§ Goal of the exercise: Your task is to copy every line below that contains the word "catch".

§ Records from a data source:
#####

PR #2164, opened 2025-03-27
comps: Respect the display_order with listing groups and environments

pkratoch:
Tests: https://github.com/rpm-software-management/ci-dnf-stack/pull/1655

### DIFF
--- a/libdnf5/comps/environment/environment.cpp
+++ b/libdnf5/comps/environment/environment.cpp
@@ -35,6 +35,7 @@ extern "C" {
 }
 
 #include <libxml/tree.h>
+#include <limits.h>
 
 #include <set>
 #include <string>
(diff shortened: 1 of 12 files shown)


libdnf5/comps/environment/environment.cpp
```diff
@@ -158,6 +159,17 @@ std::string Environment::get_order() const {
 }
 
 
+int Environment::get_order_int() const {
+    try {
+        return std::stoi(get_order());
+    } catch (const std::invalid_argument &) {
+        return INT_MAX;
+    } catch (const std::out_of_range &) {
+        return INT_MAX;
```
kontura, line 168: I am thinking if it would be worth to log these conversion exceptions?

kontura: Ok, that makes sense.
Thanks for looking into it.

#####

§ Completed task:
+    } catch (const std::invalid_argument &) {
+    } catch (const std::out_of_range &) {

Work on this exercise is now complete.